* INSTRUCTIONS TO FOLLOW:
Copy down all of the data underneath, exactly as shown.
(DATA SHOWN)
PR #6718, opened 2024-05-17
ci(deps): enable `require-error` rule from `testifylint` linter

mmorel-35:
## Description

enable `require-error` rule from `testifylint` linter

It also replaces `.*_mock.go$` with `mock_*.go$` from excluded files for golangci-lint

### DIFF
--- a/.golangci.yaml
+++ b/.golangci.yaml
@@ -70,7 +70,6 @@ linters-settings:
     enable-all: true
     disable:
       - float-compare
-      - require-error
 
 linters:
   disable-all: true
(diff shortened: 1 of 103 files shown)


.golangci.yaml
```diff
@@ -99,7 +98,6 @@ run:
 
 issues:
   exclude-files:
-    - ".*_mock.go$"
```
knqyf263, line 102: What did you delete it for? I realized it should be `mock_.go$`, though.

knqyf263: Then, please add `mock_*.go$

knqyf263 (approved):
(End DATA SHOWN)
* TASK SOLUTION:
PR #6718, opened 2024-05-17
ci(deps): enable `require-error` rule from `testifylint` linter

mmorel-35:
## Description

enable `require-error` rule from `testifylint` linter

It also replaces `.*_mock.go$` with `mock_*.go$` from excluded files for golangci-lint

### DIFF
--- a/.golangci.yaml
+++ b/.golangci.yaml
@@ -70,7 +70,6 @@ linters-settings:
     enable-all: true
     disable:
       - float-compare
-      - require-error
 
 linters:
   disable-all: true
(diff shortened: 1 of 103 files shown)


.golangci.yaml
```diff
@@ -99,7 +98,6 @@ run:
 
 issues:
   exclude-files:
-    - ".*_mock.go$"
```
knqyf263, line 102: What did you delete it for? I realized it should be `mock_.go$`, though.

knqyf263: Then, please add `mock_*.go$

knqyf263 (approved):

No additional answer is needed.